### REQUIRED WORK
Whenever a line in the data holds the string "deeper", copy that line.

[Stored items]
PR #45, opened 2023-03-28
simplify logic, remove stored state dep, fix mem leak

simskij:
## Issue

https://github.com/canonical/seldon-core-operator/issues/123 
Every event processed by the charm lead to another process instance.

## Solution

Fixes the issue by removing the need for pid juggling and instead doing a blanket `pkill` for everything that matches our invocation. 

## Context

N/A

## Testing Instructions

1. Copy lib to seldon-core
2. Deploy seldon-core
3. Check `ps ax` for duplicate processes

### DIFF
--- a/lib/charms/observability_libs/v0/metrics_endpoint_discovery.py
+++ b/lib/charms/observability_libs/v0/metrics_endpoint_discovery.py
@@ -62,7 +62,7 @@ LIBAPI = 0
 
 # Increment this PATCH version before using `charmcraft publish-lib` or reset
 # to 0 if you are raising the major API version
-LIBPATCH = 3
+LIBPATCH = 4
 
 # File path where metrics endpoint change data is written for exchange
 # between the discovery process and the materialised event.
--- a/lib/charms/observability_libs/v0/metrics_endpoint_discovery.py
+++ b/lib/charms/observability_libs/v0/metrics_endpoint_discovery.py
@@ -162,7 +162,7 @@ class MetricsEndpointObserver(Object):
     def stop_observers(self):
         """Stops all running instances of the observer."""
         logging.info("Stopping all running metrics endpoint observer processes")
-        subprocess.run(["pkill", "--signal", "INT", "-f", ".*metrics_endpoint.*"])
+        subprocess.run(["pkill", "--signal", "INT", "-f", ".*lib/charms/observability_libs/v[0-9]/metrics_endpoint_discovery\.py.*"])
 
     @property
     def unit_tag(self):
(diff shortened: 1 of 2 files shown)


PietroPasotti (commented):
How high is the risk that someone else has created another process containing `metrics_endpoint.`?

Do we risk killing something we don't own?
At least we need to make this very clear in the docs, and perhaps log with debug level a full list of everything we're killing so if someone ever wonders 'where did my obtusely named process go'? they have a lead

simskij:
> How high is the risk that someone else has created another process containing `metrics_endpoint.`?
> 
> Do we risk killing something we don't own? At least we need to make this very clear in the docs, and perhaps log with debug level a full list of everything we're killing so if someone ever wonders 'where did my obtusely named process go'? they have a lead

I can make it more targeted. 👍🏼

rbarry82:
This is fine with me in general, but it would be interesting to know _why_ selecting the process via a stored PID is not working.

`pkill` is not particularly portable (older alpines, `ubi[-minimal]`, and some others don't have it at all, and we know that there's a large-ish mix in some of the containers used), and using `shell=True` is better avoided.

simskij:
> This is fine with me in general, but it would be interesting to know _why_ selecting the process via a stored PID is not working.
> 
> `pkill` is not particularly portable (older alpines, `ubi[-minimal]`, and some others don't have it at all, and we know that there's a large-ish mix in some of the containers used), and using `shell=True` is better avoided.

I agree with you in principle. But I also feel this lib is low-value and makeshift enough to not warrant any deeper investigation.

dstathis (approved):

simskij:
> This is fine with me in general, but it would be interesting to know _why_ selecting the process via a stored PID is not working.
> 
> `pkill` is not particularly portable (older alpines, `ubi[-minimal]`, and some others don't have it at all, and we know that there's a large-ish mix in some of the containers used), and using `shell=True` is better avoided.



> > This is fine with me in general, but it would be interesting to know _why_ selecting the process via a stored PID is not working.
> > `pkill` is not particularly portable (older alpines, `ubi[-minimal]`, and some others don't have it at all, and we know that there's a large-ish mix in some of the containers used), and using `shell=True` is better avoided.
> 
> I agree with you in principle. But I also feel this lib is low-value and makeshift enough to not warrant any deeper investigation.

Also, this is in the charm container, so that will always be Ubuntu. 👍🏼

PietroPasotti (approved):

rbarry82 (approved):

PR #51, opened 2023-07-13
Add extra useful methods and one bugfix.

dstathis:
Adds some useful methods and fixes a bug where we assumed the relation name was "certificates".


lucabello (dismissed):
This implies that in the timeframe between relating a charm to a certificate provider and actually getting the certificate, we don't want the charm to keep working over HTTP, and we'd rather have it fail instead. 

I'd wait to merge this until we hear what people think about it, but I'm approving for a fast merge in case we agree on this :)

lucabello (approved):

PR #60, opened 2023-09-19
Split SANs into DNS and IP

sed-i:
## Issue
When traefik generates a CSR with IP address (this is often the case in testing), then the IP address goes into the DNS section, but according to [RFC 2818](https://www.rfc-editor.org/rfc/rfc2818) ([via](https://stackoverflow.com/a/9200012/3516684)) it needs to go to a different, dedicated section:

>   In some cases, the URI is specified as an IP address rather than a
>   hostname. In this case, the iPAddress subjectAltName must be present
>   in the certificate and must exactly match the IP in the URI.

## Solution
Keep cert_handler API the same, but internally split the list into ips and hostnames and pass accordingly to `generate_csr`.

Tandem PRs:
- https://github.com/canonical/traefik-k8s-operator/pull/245
- https://github.com/canonical/cos-lite-bundle/pull/80
- https://github.com/canonical/traefik-k8s-operator/pull/249

Possibly depends on:
- https://github.com/canonical/tls-certificates-interface/issues/71

## Context
NTA.

## Testing Instructions
Deploy the tandem PRs. Then copy over the external-ca cert, and attempt to curl prometheus via its ingress url, from within the grafana container.

```bash
juju run external-ca/0 get-ca-certificate --format json | jq -r '."external-ca/0".results."ca-certificate"' > external-ca.crt
openssl x509 -noout -text -in external-ca.crt

echo | openssl s_client -showcerts -servername 10.43.8.206 -connect 10.43.8.206:443 | openssl x509 -text -noout

juju scp --container prometheus external-ca.crt prometheus/0:/usr/local/share/ca-certificates
juju ssh --container prometheus prometheus/0 update-ca-certificates --fresh

juju scp --container grafana external-ca.crt grafana/0:/usr/local/share/ca-certificates
juju ssh --container grafana grafana/0 update-ca-certificates --fresh

juju ssh --container grafana grafana/0 curl https://10.43.8.206/trfk-prometheus-0/api/v1/targets | jq | grep -E "scrapeUrl|health"

# from within the grafana workload container, from /usr/local/share/ca-certificates
openssl verify -CAfile $PWD/external-ca.crt -CApath $PWD -verbose -x509_strict -verify_ip ip
```

Before https://github.com/canonical/traefik-k8s-operator/pull/249, curl gives `curl: (60) SSL certificate problem: self-signed certificate` and `openssl verify` complains:
```
error 85 at 0 depth lookup: Missing Authority Key Identifier
C = US, CN = external.demo.ca
error 92 at 1 depth lookup: CA cert does not include key usage extension
error stdin: verification failed
```

With the default cert set in traefik, it works.

## Release Notes
Split SANs into DNS and IP.

### DIFF
--- a/lib/charms/observability_libs/v0/cert_handler.py
+++ b/lib/charms/observability_libs/v0/cert_handler.py
@@ -33,8 +33,10 @@ container.push(certpath, self.cert_handler.cert)
 This library requires a peer relation to be declared in the requirer's metadata. Peer relation data
 is used for "persistent storage" of the private key and certs.
 """
+import ipaddress
 import json
 import socket
+from itertools import filterfalse
 from typing import List, Optional, Union
 
 try:
@@ -62,7 +64,16 @@ logger = logging.getLogger(__name__)
 
 LIBID = "b5cd5cd580f3428fa5f59a8876dcbe6a"
 LIBAPI = 0
-LIBPATCH = 7
+LIBPATCH = 8
+
+
+def is_ip_address(value: str) -> bool:
+    """Return True if the input value is a valid IPv4 address; False otherwise."""
+    try:
+        ipaddress.IPv4Address(value)
+        return True
+    except ipaddress.AddressValueError:
+        return False
 
 
 class CertChanged(EventBase):
@@ -88,7 +99,7 @@ class CertHandler(Object):
         peer_relation_name: str,
         certificates_relation_name: str = "certificates",
         cert_subject: Optional[str] = None,
-        extra_sans_dns: Optional[List[str]] = None,
+        extra_sans_dns: Optional[List[str]] = None,  # TODO: in v1, rename arg to `sans`
     ):
         """CertHandler is used to wrap TLS Certificates management operations for charms.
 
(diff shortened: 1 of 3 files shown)


sed-i:
@ghislainbourgeois have you tried using CSRs that list bare IPs? Did it work for you?

sed-i:
According to [this](https://security.stackexchange.com/a/169775/58740), we need to add [`x509.KeyUsage`](https://cryptography.io/en/latest/x509/reference/#cryptography.x509.KeyUsage)  to [`generate_ca`](https://github.com/canonical/tls-certificates-interface/blob/d08dc35426ae6a790a3f6fc11088f29840ceb217/lib/charms/tls_certificates_interface/v2/tls_certificates.py#L652).

[Example usage](https://stackoverflow.com/a/66360937/3516684).

Wdyt @ghislainbourgeois?

sed-i:
Confirmed this works with https://github.com/canonical/traefik-k8s-operator/pull/249.

lib/charms/observability_libs/v0/cert_handler.py
```diff
@@ -111,7 +122,9 @@ def __init__(
         self.cert_subject = charm.unit.name.replace("/", "-") if not cert_subject else cert_subject
 
         # Use fqdn only if no SANs were given, and drop empty/duplicate SANs
-        self.sans_dns = list(set(filter(None, (extra_sans_dns or [socket.getfqdn()]))))
+        sans = list(set(filter(None, (extra_sans_dns or [socket.getfqdn()]))))
```
PietroPasotti, line 125: minor code readability nit:

```suggestion
        if extra_sans_dns:
            sans = filter(None, extra_sans_dns)
        else:
            sans = [socket.getfqdn()]
        
        self.sans_ips = sans_ips = []
        self.sans_dns = sans_dns = []
        
        for name in sans:
            if is_ip_address(name):
                sans_ips.append(name)
            else:
                sans_dns.append(name)
```

PietroPasotti (approved):
only a stylistic nit -- that code felt hard to read and understand

lib/charms/observability_libs/v0/cert_handler.py
sed-i: I see what you mean.
I'm on the fence on this one because:
- filtering with a predicate is a well established construct that conveys intention effectively
- 3 no-so-long lines vs. 12 lines

PR #61, opened 2023-10-11
upkeep: use refactored ci and pyright

lucabello:


lib/charms/observability_libs/v0/kubernetes_compute_resources_patch.py
```diff
@@ -322,7 +322,7 @@ def __init__(self, namespace: str, statefulset_name: str, container_name: str):
         self.namespace = namespace
         self.statefulset_name = statefulset_name
         self.container_name = container_name
-        self.client = Client()
+        self.client = Client()  # pyright: ignore
```
PietroPasotti, line 325: can we solve whatever issue it is forcing us to add this ignore instead?

PietroPasotti (approved):

lib/charms/observability_libs/v0/kubernetes_compute_resources_patch.py
PietroPasotti: mm, it seems to be in the upstream

lib/charms/observability_libs/v0/metrics_endpoint_discovery.py
```diff
@@ -47,7 +47,7 @@ def _on_endpoints_change(self, event):
 from pathlib import Path
 from typing import Dict, Iterable
 
-from lightkube import Client
+from lightkube import Client  # pyright: ignore
```
sed-i, line 50: Iirc, if we import `from lightkube.client` we wouldn't need the ignore.

src/charm.py
```diff
@@ -45,7 +45,7 @@ def _resource_spec_from_config(self) -> ResourceRequirements:
         return adjust_resource_requirements(resource_limit, None)
 
     def _on_resource_patch_failed(self, event: K8sResourcePatchFailedEvent):
-        self.unit.status = BlockedStatus(event.message)
+        self.unit.status = BlockedStatus(str(event.message))
```
sed-i, line 48: We shouldn't need a `str` here. We should probably fix the type of `message`.

lib/charms/observability_libs/v0/kubernetes_compute_resources_patch.py
PietroPasotti: Client's signature has something like `foo: Bar = None` and pyright seems unhappy with that 'implicit' `Optional`.
We could submit a pr to the upstream to make it `foo: Optional[Bar] = None`, but I'm not sure if it's worth the effort, and if 'being compatible with pyright' is a good reason for a third-party product to accept a change.

lucabello: Correct about the issue being upstream; this is something we already did for everything else importing lightkube :)

lib/charms/observability_libs/v0/metrics_endpoint_discovery.py
lucabello: Yes and no, this ends up being a lot easier; as a reminder, `mypy` was happily skipping this until now :)

src/charm.py
lucabello: This charm is not even published, so I doubt we would notice the error from this charm; regardless it's a pretty small change, so sure!

lib/charms/observability_libs/v0/kubernetes_compute_resources_patch.py
sed-i: What is the issue? Can you paste the error pyright prints?

lib/charms/observability_libs/v0/cert_handler.py
```diff
@@ -363,7 +363,7 @@ def _server_cert(self, value: str):
     def _chain(self) -> List[str]:
         if self._peer_relation:
             if chain := self._peer_relation.data[self.charm.unit].get("chain", []):
-                return json.loads(chain)
+                return json.loads(str(chain))
```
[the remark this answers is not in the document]
lucabello: Done!

lib/charms/observability_libs/v0/kubernetes_compute_resources_patch.py
lucabello:
```
/home/aegis/Repositories/Canonical/observability-libs/lib/charms/observability_libs/v0/kubernetes_compute_resources_patch.py:110:33 - error: "Client" is not exported from module "lightkube"
```

Pietro described the issue with it already; again, this *could* be fixed by importing the `Client` directly, but it's a lot of code changes, and I'd rather keep this PR small; just as a reminder, `mypy` wasn't checking any of this, that's why we didn't get errors :)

### RESPONSE BOX
I agree with you in principle. But I also feel this lib is low-value and makeshift enough to not warrant any deeper investigation.
> I agree with you in principle. But I also feel this lib is low-value and makeshift enough to not warrant any deeper investigation.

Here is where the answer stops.